PR #417, opened 2022-04-21
Add interruptible override to launch forms #chore

MorpheusXAUT:
# TL;DR
Adds an option to override the `interruptible` flag for a single execution to launch forms.

## Type
 - [ ] Bug Fix
 - [X] Feature
 - [ ] Plugin

## Are all requirements met?

 - [X] Code completed
 - [X] Smoke tested
 - [X] Unit tests added

## Complete description
A new `LaunchInterruptibleInput` component has been added, providing a small form input for marking a single execution of a task or workflow as interruptible via a checkbox. Both `LaunchTaskForm` and `LaunchWorkflowForm` now include this additional input - it has been added to the advanced options of a workflow launch form.
Relaunching an execution applies the previously selected interruptible override setting to the new launch form.
Additionally, a simple `true`/`false` indication has been added to the execution metadata overview, displaying whether an execution had its interruptible flag overwritten.

Some very basic tests have been added to check correct application of the checkbox' value. Manual smoke testing for workflow and single task executions has been performed together with flightadmin and flightpropeller.

## Tracking Issue
https://github.com/flyteorg/flyte/issues/2284

## Follow-up issue
_NA_


MorpheusXAUT:
Looks like checks failed due to unreleased flyteidl changes. Is there anything that should be done before the IDL changes are merged (like with `replace` in `go.mod`), or should I update my PR once the spec changes are available?

MorpheusXAUT:
@anrusina Unfortunately still WIP due to pending flyteidl merges, but a slight change has been made already. As the `interruptible` flag is optional and supports an override to enable and disable the setting for an execution, I've having to visualize a boolean with 3 states :smile: 
For now, I've come up with the following:

default, no override
default, no override

override to enabled
override to enabled

override to disabled
override to disabled

Clicking the checkbox cycles through `not set` -> `enabled` -> `disabled` -> `not set`, updating the label for additional clarity.

As I'm neither a great frontend developer nor an UX expert, I'm not sure if there's a better way to represent this while being more clear. I could of course add two separate checkboxes/toggles a la "Enable override" and "Override to", however I found that a bit... tedious to use.

Is there a better/preferred way you can think of to visualize this new setting?

anrusina:
> Clicking the checkbox cycles through `not set` -> `enabled` -> `disabled` -> `not set`, updating the label for additional clarity.
> As I'm neither a great frontend developer nor an UX expert, I'm not sure if there's a better way to represent this while being more clear. I could of course add two separate checkboxes/toggles a la "Enable override" and "Override to", however I found that a bit... tedious to use.

@MorpheusXAUT I don't think that two toggles will make it more clear, and solution you come up with is pretty clever. I asked our designer to look into it - to see if he can suggest something better in this case

src/components/Launch/LaunchForm/LaunchInterruptibleInput.tsx
```diff
@@ -0,0 +1,99 @@
...
+import { Protobuf } from 'flyteidl';
+import { useStyles } from './styles';
+import { LaunchInterruptibleInputRef } from './types';
+import { formStrings } from './constants';
+
+const isValueValid = (value: any) => {
+  return value !== undefined && value !== null;
+};
+
+export interface LaunchInterruptibleInputProps {
```
anrusina, line 14: nit: no need for `export` keyword in this inteface, as it used only in this file

src/components/Launch/LaunchForm/LaunchInterruptibleInput.tsx
```diff
@@ -0,0 +1,99 @@
...
+  initialValue?: Protobuf.IBoolValue | null;
+}
+
+export const LaunchInterruptibleInputImpl: React.ForwardRefRenderFunction<
+  LaunchInterruptibleInputRef,
+  LaunchInterruptibleInputProps
+> = (props, ref) => {
+  const [interruptible, setInterruptible] = React.useState(false);
+  const [indeterminate, setIndeterminate] = React.useState(true);
```
anrusina, line 23: nit: I think a small comment what `indeterminate` means/represents here could be helpful for future developer's sake.

anrusina (commented):
Beautiful code 😍, left two nits which could be ignored.
I definitely haven't smoked it yet, as flyteidl changes I believe still need some time to cook..
Package.k=json will need to point to new flyteidl version when it would be ready.

I will check tomorrow with our designer if he had any suggestions  on UI change for you :)

hongxunjin:
> tedious

@MorpheusXAUT (cc @anrusina ) Overall, it is awesome!  One thing that could possibly be improved is to set the color of the text [interruptible(no override)] as grey when the checkbox turns to "not set", which can visually differentiate "not set" and "disabled".

MorpheusXAUT:
> @MorpheusXAUT (cc @anrusina) Overall, it is awesome! One thing that could possibly be improved is to set the color of the text [interruptible(no override)] as grey when the checkbox turns to "not set", which can visually differentiate "not set" and "disabled".

Sounds like a good plan! How do you like the following (just setting `color="textSecondary"`)

indeterminate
--------------------
Task objective:
From the first line through the last, give the data above again exactly.

Task solution:
PR #417, opened 2022-04-21
Add interruptible override to launch forms #chore

MorpheusXAUT:
# TL;DR
Adds an option to override the `interruptible` flag for a single execution to launch forms.

## Type
 - [ ] Bug Fix
 - [X] Feature
 - [ ] Plugin

## Are all requirements met?

 - [X] Code completed
 - [X] Smoke tested
 - [X] Unit tests added

## Complete description
A new `LaunchInterruptibleInput` component has been added, providing a small form input for marking a single execution of a task or workflow as interruptible via a checkbox. Both `LaunchTaskForm` and `LaunchWorkflowForm` now include this additional input - it has been added to the advanced options of a workflow launch form.
Relaunching an execution applies the previously selected interruptible override setting to the new launch form.
Additionally, a simple `true`/`false` indication has been added to the execution metadata overview, displaying whether an execution had its interruptible flag overwritten.

Some very basic tests have been added to check correct application of the checkbox' value. Manual smoke testing for workflow and single task executions has been performed together with flightadmin and flightpropeller.

## Tracking Issue
https://github.com/flyteorg/flyte/issues/2284

## Follow-up issue
_NA_


MorpheusXAUT:
Looks like checks failed due to unreleased flyteidl changes. Is there anything that should be done before the IDL changes are merged (like with `replace` in `go.mod`), or should I update my PR once the spec changes are available?

MorpheusXAUT:
@anrusina Unfortunately still WIP due to pending flyteidl merges, but a slight change has been made already. As the `interruptible` flag is optional and supports an override to enable and disable the setting for an execution, I've having to visualize a boolean with 3 states :smile: 
For now, I've come up with the following:

default, no override
default, no override

override to enabled
override to enabled

override to disabled
override to disabled

Clicking the checkbox cycles through `not set` -> `enabled` -> `disabled` -> `not set`, updating the label for additional clarity.

As I'm neither a great frontend developer nor an UX expert, I'm not sure if there's a better way to represent this while being more clear. I could of course add two separate checkboxes/toggles a la "Enable override" and "Override to", however I found that a bit... tedious to use.

Is there a better/preferred way you can think of to visualize this new setting?

anrusina:
> Clicking the checkbox cycles through `not set` -> `enabled` -> `disabled` -> `not set`, updating the label for additional clarity.
> As I'm neither a great frontend developer nor an UX expert, I'm not sure if there's a better way to represent this while being more clear. I could of course add two separate checkboxes/toggles a la "Enable override" and "Override to", however I found that a bit... tedious to use.

@MorpheusXAUT I don't think that two toggles will make it more clear, and solution you come up with is pretty clever. I asked our designer to look into it - to see if he can suggest something better in this case

src/components/Launch/LaunchForm/LaunchInterruptibleInput.tsx
```diff
@@ -0,0 +1,99 @@
...
+import { Protobuf } from 'flyteidl';
+import { useStyles } from './styles';
+import { LaunchInterruptibleInputRef } from './types';
+import { formStrings } from './constants';
+
+const isValueValid = (value: any) => {
+  return value !== undefined && value !== null;
+};
+
+export interface LaunchInterruptibleInputProps {
```
anrusina, line 14: nit: no need for `export` keyword in this inteface, as it used only in this file

src/components/Launch/LaunchForm/LaunchInterruptibleInput.tsx
```diff
@@ -0,0 +1,99 @@
...
+  initialValue?: Protobuf.IBoolValue | null;
+}
+
+export const LaunchInterruptibleInputImpl: React.ForwardRefRenderFunction<
+  LaunchInterruptibleInputRef,
+  LaunchInterruptibleInputProps
+> = (props, ref) => {
+  const [interruptible, setInterruptible] = React.useState(false);
+  const [indeterminate, setIndeterminate] = React.useState(true);
```
anrusina, line 23: nit: I think a small comment what `indeterminate` means/represents here could be helpful for future developer's sake.

anrusina (commented):
Beautiful code 😍, left two nits which could be ignored.
I definitely haven't smoked it yet, as flyteidl changes I believe still need some time to cook..
Package.k=json will need to point to new flyteidl version when it would be ready.

I will check tomorrow with our designer if he had any suggestions  on UI change for you :)

hongxunjin:
> tedious

@MorpheusXAUT (cc @anrusina ) Overall, it is awesome!  One thing that could possibly be improved is to set the color of the text [interruptible(no override)] as grey when the checkbox turns to "not set", which can visually differentiate "not set" and "disabled".

MorpheusXAUT:
> @MorpheusXAUT (cc @anrusina) Overall, it is awesome! One thing that could possibly be improved is to set the color of the text [interruptible(no override)] as grey when the checkbox turns to "not set", which can visually differentiate "not set" and "disabled".

Sounds like a good plan! How do you like the following (just setting `color="textSecondary"`)

indeterminate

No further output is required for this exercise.